Which means then you have to ask yourself this…Can you maintain that fatigue long term while still progressing?
The answer is more than likely a no.
Hell, not even the participants could maintain the same level of performance from set to set, let alone week to week or month to month.
So… can failure training at low intensities have a place in your training? Absolutely.
But is it necessary to achieve complete concentric failure in order to grow muscle? Absolutely not!
Save the failure training for the end of your session, using lighter loads and on muscle groups that need more attention.
Now lets tackle the mind muscle stuff
While the data shows an improvement in targeted muscle activation during internal cueing exercise selection, this does not directly translate to hypertrophy of the tissue, as EMG activity is largely measuring surface activity and not necessarily complete muscle fibre recruitment.
Furthermore, as the load increases, neural activation of more muscle fibres also increases by default of demand as well.

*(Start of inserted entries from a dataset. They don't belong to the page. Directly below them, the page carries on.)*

PR #1281, opened 2024-10-29
feat(Meter): New component

pladaria:
### Milestones

* [x] Angular
* [x] Circular
* [x] Linear
* [x] Automatic width support (for non numeric widths)
* [x] Forward animation
* [x] Reverse animation
* [x] Accessibility
* [x] prefers-reduced-motion support
* [x] Workaround for small segments
* [x] Workaround for zero segment at the end
* [x] Non rounded lines depending on theme
* [x] Tests
* [x] Playroom Snippets

### Implementation details
* Using `requestAnimationFrame` for animation
* Values array in the range [0..100] (like the progress bar)
* Creating a full circle using the `arc` path has issues. When the start end end point are the same, it draws the circle in an unexpected direction. To avoid this effect, a very small threshold value is used to clamp (not noticeable, a small fraction of a px).


src/meter.tsx
yceballost, line 1: With multiple values (stacked) the border is not visible during the animation

You can test it changing value 50 to 10 for example
https://tinyurl.com/2ysu72go

yceballost (changes requested):

src/meter.tsx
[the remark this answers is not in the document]
pladaria: Hmm... This is on purpose. If you have X values in your Meter, the animation shows all, as expected.

if the value, instead of 0 is 0.001. You should get the same result as now

atabel (approved):

src/meter.tsx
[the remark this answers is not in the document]
yceballost: understood!

If I wish to hide this values i can implementate a simple logic to use "undefined" value when is 0. But by default is true that the component is coherent as you did it.

pladaria: This is expected, to better visualize what's happening instead of 0s use values of 1: `[1, 50, 1, 1]` => `[1, 10, 1, 1]`.

The first segment is animated but it goes behind the large one, so it is not visible

src/theme.tsx
```diff
@@ -162,11 +162,12 @@ export type Theme = {
...
     dimensions: {headerMobileHeight: number; headerDesktopHeight: number};
     colorValues: Colors;
+    borderRadii: BorderRadiiConfig;
     textPresets: TextPresetsConfig;
     Link: LinkComponent;
     isDarkMode: boolean;
     isIos: boolean;
     useHrefDecorator: () => (href: string) => string;
-    t: (token: TextToken) => string;
+    t: (token: TextToken, ...params: Array<string | number>) => string;
```
marcoskolodny, line 171: Shouldn't params be optional?

src/meter.tsx
```diff
@@ -0,0 +1,494 @@
...
+const CENTER_Y = VIEW_BOX_WIDTH / 2;
+
+const STROKE_WIDTH_PX = 6;
+const SEPARATION_PX = 2;
+
+const ANIMATION_DELAY_MS = 200;
+const ANIMATION_DURATION_MS = 1000;
+const ANIMATION_EPSILON = 1000 / 60 / ANIMATION_DURATION_MS / 4;
+
+const SMALL_VALUE_THRESHOLD = Math.PI / 10000;
```
marcoskolodny, line 26: This works fine for semi-circles, but in circular meter, this value should be multiplied by 2 (360 degrees = 2*pi)

I don't think this is critical, but if you want the same threshold for both types of meter, you should take it into account

pladaria: ok, not super relevant, I just want a "small enough value". In fact this is a leftover from a previous implementation. At this moment all values are internally represented in the range [0..1], so it would be better to use a 0.0001

src/theme.tsx
pladaria: they are optional. If not passed any additional parameters, the params array will be empty (`[]`)

marcoskolodny (approved):

src/meter.tsx
marcoskolodny: If this is leftovers, maybe you can replace it with 0.0001?

Otherwise, anyone that will read this code in the future may think that using the calculation with math.PI is relevant

pladaria: done

yceballost (approved):
nice job 🥰

src/text-tokens.tsx
yceballost, line 1: we have copies reviewed by ux writing

https://www.figma.com/design/jWWCJ9kYl6I5uHLz3GcgRp/%F0%9F%94%B8-Data-Visualizations-Specs?node-id=2150-1858&t=GDst6sSOy8PdwMxE-4

pladaria: changed!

Meaning, the more weight you add, the more muscle fibres you recruit autonomously.
Which brings us back full circle to the concept of using lighter loads to failure and heavier loads to volitional fatigue, whereby using internal cues during a low load failure set at the end of a training session may help deliver an overreaching fatigue affect on an isolated muscle.
Similarly, it may also be worth considering the application of internal cueing during the beginner to intermediate phases of training in someone trying to improve exercise proprioception, as learning how to activate a muscle appropriately in the early phases may lead to better autonomous activation under heavier load in the latter phases.
So where to from here?
The reality is that there are numerous training modalities that can elicit a growth response. Of significant importance, the primary variable one should attempt to control long term is volume.
Whether you use modalities like super sets, giant sets, low load failure sets or standardised theories such as repetition and weight progressive overload principles, the governing determinant for long-term hypertrophy is progression and volume accrual.
Which, brings me to the final point
Progression cannot be maintained long term in the presence of injury or systemic fatigue, which means the greatest modality for success is the one that allows you to lift the most amount of weight, in the safest manner, to a level of fatigue that you can maintain, done repetitively time and time again.
Find that modality and that is the modality that is the best one for you to achieve maximum hypertrophy.